Yesterday, on his always excellent Connecticut Employment Law Blog, Dan Schwartz wrote a post entitled, “Wage Theft”: The Trendy Phrase That May Not Mean What You Think It Means. Dan wrote:
[T]he use of the phrase is being pushed to push various agendas — not as a result of any legal theory or real change in the law.… And it’s time to call it out; it’s a phrase that is both misleading and loaded.… Does that mean that the problem of employers failing to pay employees overtime should be ignored? Hardly. Employers who fail to follow the the myriad of wage and hour laws should be held accountable. And suffice to say that criminal activity by employers should continue to be enforced vigorously.… Quite simply: The use of a criminal term for a non-criminal act needs to stop.
Dan is 100 percent correct that the term “wage theft” is being misused and abused. The mainstream press and bloggers are using the term to cover any situation in which an employer is not paying required overtime, whether it’s an intentional withholding or an honest mistake. “Theft” connotes bad intent — yet most wage and hour mistakes are honest ones born out of a misunderstanding of the law, not a desire to cheat or steal from employees. Dan was kind enough to cite to a post I wrote on the same topic almost a year ago, entitled, Taking issue with the term “wage theft”. Because Dan has shed new light on this important issue, I thought it makes sense to republish my earlier post.
Lately, I’ve read a lot of blogs that accuse employers of committing rampant wage theft (e.g., here, here, and here).
I have a huge problem with the term “wage theft.” It suggests anintentional taking of wages by an employer. Are there employees are who paid less than the wage to which the law entitles them? Absolutely. Is this underpayment the result of some greedy robber baron twirling his handlebar mustache with one hand while lining his pockets with the sweat, tears, and dollars of his worker with the other? Absolutely not.
Yes, we have a wage-and-hour problem in this country. Wage-and-hour non-compliance, however, is a sin of omission, not a sin of commission. Employer aren’t intentionally stealing; they just don’t know any better.
And who can blame them? The law that governs the payment of minimum wage and overtime in the country, the Fair Labor Standards Act, is 70 years old. It shows every bit of its age. Over time it’s been amended again and again, with regulation upon regulation piled on. What we are left with is an anachronistic maze of rules and regulations in which one would need a Ph.D. in FLSA (if such a thing existed) just to make sense of it all. Since most employers are experts in running their businesses, but not necessarily experts in the ins and outs of the intricacies of the Fair Labor Standards Act, they are fighting a compliance battle they cannot hope to win.

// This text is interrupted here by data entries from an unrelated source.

PR #5705, opened 2021-05-24
DHFPROD-7120: View job details

ryanjdew:
#### Checklist: 
```diff
- Note: do not change the below
```

-  ##### Owner:

- [x] Added Tests
  

- ##### Reviewer:

- [x] Reviewed Tests


marklogic-data-hub/src/main/resources/ml-modules/root/data-hub/5/impl/jobs.sjs
```diff
@@ -98,7 +100,31 @@ function saveNewJob(job) {
...
+              return xs.dateTime(artifact.lastUpdated).gt(timeStarted);
+            }
+          });
+        } catch (e) {
+          // the flow no longer exists
+          jobDoc.job.flowOrStepsUpdatedSinceRun = true;
+        }
+        if (xdmp.castableAs(XS_NAMESPACE, "dateTime", jobDoc.job.timeEnded)) {
+          // Calculate the duration
+          jobDoc.job.duration = xs.dateTime(jobDoc.job.timeEnded).subtract(timeStarted);
```
rjrudin, line 124: This function is currently "get job", which just grabs the job doc as-is from the jobs database. But it's no longer that now - now it's "get job and some other data about the job that HC cares about". That means every client of getJobDocWithId is paying for the cost of calculating "updated since". 

Thus, I think that only the client that cares about this additional data should have this logic in it. Right now, JobController is using a getJob DS endpoint, but so is FlowRunnerImpl, which doesn't care about this data. 

New DS endpoints are cheap - since the story has a title of "See the details", then I think an expected DS endpoint here would be "getJobWithDetails", where the description of the endpoint can provide some clue as to what "details" means. 

That also means that my above comment about extracting a function would apply to the new DS module - i.e. jobs.sjs shouldn't be modified at all. And the unit tests below are still fine, but they should invoke the DS module instead.

rjrudin (changes requested):

rjrudin (dismissed):

rahulvudutala (approved):

Sanjeevani19 (commented):
@ryanjdew https://jenkins.marklogic.com/blue/organizations/jenkins/Datahub_CI/detail/PR-5705/8/tests, Around 99 core tests are failing on the pipeline, Could you please look into them

rjrudin (dismissed):

Sanjeevani19 (dismissed):

Sanjeevani19 (commented):
@ryanjdew One of the test failure is related to monitor tile https://jenkins.marklogic.com/blue/organizations/jenkins/Datahub_CI/detail/PR-5705/10/tests, could you please look into it.

Sanjeevani19 (approved):

rjrudin (approved):

PR #5718, opened 2021-05-26
DHFPROD-7023: Retain state when navigating away and back to the Explo…

devinnicholson:
…re Tile

#### Checklist: 
```diff
- Note: do not change the below
```

-  ##### Owner:

- [x] Added Tests
  

- ##### Reviewer:

- [ ] Reviewed Tests

### DIFF
--- a/marklogic-data-hub-central/ui/e2e/cypress/integration/persistence/persistence.spec.tsx
+++ b/marklogic-data-hub-central/ui/e2e/cypress/integration/persistence/persistence.spec.tsx
@@ -1,5 +1,6 @@
 import {Application} from "../../support/application.config";
 import {toolbar} from "../../support/components/common";
+import browsePage from "../../support/pages/browse";
 import curatePage from "../../support/pages/curate";
 import loadPage from "../../support/pages/load";
 import LoginPage from "../../support/pages/login";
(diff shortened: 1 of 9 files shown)


wooldridge (changes requested):
@devinnicholson, not seeing search box text persisted in Explore, can we add that?

xnikhil08 (changes requested):
Not sure if saving the currently applied facets is part of the story, but seems like something we should do. It's not happening currently.

Sanjeevani19 (changes requested):
There are couple of issues I noticed on this PR
Query persistence 
1. Once the query is saved, the query should be highlighted in the dropdown with bold text
2. Edit the query and save it with new query name , it is not updated with latest name in the dropdown
3. Now shift between tiles, saved query is not persisted with facets
https://drive.google.com/file/d/1lwgzCki3xR7jZBFSNV3-ubFJ8wzSA9A_/view 


Clearing session and local storage
- If a user manually clears session and local storage and logs back in the explore screen keeps spinning without returning any results, this is highly unlikely but something that needs to be addressed
https://drive.google.com/file/d/1HBgaLfw7AXNImyraEpEcYQCEeUSx1T35/view

devinnicholson:
> Not sure if saving the currently applied facets is part of the story, but seems like something we should do. It's not happening currently.

The reason the facet AC is crossed off in the PR is because there's a separate story (https://project.marklogic.com/jira/browse/DHFPROD-7363). This story is the foundation so I can find foundational bugs before building off it.

devinnicholson:
> There are couple of issues I noticed on this PR
> Query persistence
> 
> 1. Once the query is saved, the query should be highlighted in the dropdown with bold text
> 2. Edit the query and save it with new query name , it is not updated with latest name in the dropdown
> 3. Now shift between tiles, saved query is not persisted with facets
>    https://drive.google.com/file/d/1lwgzCki3xR7jZBFSNV3-ubFJ8wzSA9A_/view
> 
> Clearing session and local storage
> 
> * If a user manually clears session and local storage and logs back in the explore screen keeps spinning without returning any results, this is highly unlikely but something that needs to be addressed
>   https://drive.google.com/file/d/1HBgaLfw7AXNImyraEpEcYQCEeUSx1T35/view

See above response in regards to facet persistence. Will fix the rest, thank you Sanjeevani.

devinnicholson:
> @devinnicholson, not seeing search box text persisted in Explore, can we add that?

This addition was force pushed earlier, just so reviewers know to check that as well.

Issue #29, opened 2021-02-12
ST_S2 returning crazy values


SpencerC:
```
WITH data AS (SELECT jslibs.s2.ST_S2(ST_GEOGPOINT(-74.006, 40.7128), 12) AS id)
SELECT * FROM data
```
Returns
```
Failed to coerce output value "9926595690882924544" to type INT64: Bad int64 value: 9926595690882924544
```
This seems to be the case for geopoints with longitudes between -60 and -120 and latitudes below about (but not exactly) 40.

francois-baptiste:
Thank you @SpencerC for raising this issue.
Looks like it's a problem of casting uint64 into int64.
The JS UDF should output directly int64 instead of uint64.
I will digg into it.

SpencerC:
Since S2 cell numbers are unsigned, wouldn't it be better to solve the underlying issue and keep the return type `UINT64`?

francois-baptiste:
Sadly enough `uint64` is not a valid type in bigquery.

> We disallow uint, uint64 and uintptr, because they are (potentially) 64-bit unsigned values, so they cannot be accurately represented as a signed 64-bit integer.

That's why I propose to use `int64` with the same binary representation as a  `uint64`.

francois-baptiste:
fixed by #38

francois-baptiste:
Sorry, I just realized that I kept this fix for myself a long time ago and forgot to publish the patch in PR.
Since @vdelacruzb  is currently working on an entire refactor of the project, I PR directly the refactored version.

You can preview the fix as below using my personal GCS bucket:

```
CREATE TEMP FUNCTION latLngToId(latitude FLOAT64, longitude FLOAT64, level NUMERIC) RETURNS INT64 DETERMINISTIC LANGUAGE js
OPTIONS (library=["gs://bigquery-geolib/s2geometry.js"]) AS """
return S2.keyToId(S2.S2Cell.latLngToKey(latitude, longitude, level));
""";
SELECT latLngToId(-74.006, 40.7128, 12)

```

francois-baptiste:
@SpencerC see #39 if you want to output your S2 cells to kepler.gl

Algunenano:
@vdelacruzb Can you confirm if this is fixed and tested with the new code, please?

vdelacruzb:
Yes, this has being tested. And also have a specific integration test entry for this case.

PR #38, opened 2021-03-02
S2.keyToId return INT64 instead of UINT64

francois-baptiste:
S2.keyToId return INT64 instead of UINT64 but with the same binary representation
This is because UINT64 is not a valid type in bigquery.

### DIFF
--- a/s2/library/js/s2geometry.js
+++ b/s2/library/js/s2geometry.js
@@ -1797,7 +1797,7 @@ var S2 =
         bin += '0';
       }
 
-      return Long.fromString(bin, true, 2).toString(10);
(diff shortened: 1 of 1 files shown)


francois-baptiste:
This fix #29

Algunenano:
cc/ @vdelacruzb. Please take this into account once you come back to the S2 module.

vdelacruzb:
Thanks a lot @francois-baptiste I was struggling with this same thing yesterday afternoon, I was missing the bit of the sign.
I close this PR as I just introduced your change in https://github.com/CartoDB/carto-spatial-extension/pull/34.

As a result, sometimes employees are underpaid. The solution, however, is not creating wage theft statutes that punish employers for unintentional wrongs they cannot hope to correct. Instead, legislators should focus their time and resources to finding a modern solution to a twisted, illogical, and outdated piece of legislation.
In my most recent book, The Employer Bill of Rights: A Manager’s Guide to Workplace Law, I summarized this issue best:
“Congress enacted the FLSA during the great depression to combat the sweatshops that had taken over our manufacturing sector. In the 70 plus years that have passed, it has evolved via a complex web of regulations and interpretations into an anachronistic maze of rules with which even the best-intentioned employer cannot hope to comply. I would bet any employer in this country a free wage-and-hour audit that i could find an FLSA violation in its pay practices. A regulatory scheme that is impossible to meet does not make sense to keep alive….
“I am all in favor of employees receiving a full day’s pay for a full day’s work. What employers and employees need, though, is a streamlined and modernized system to ensure that workers are paid a fair wage.”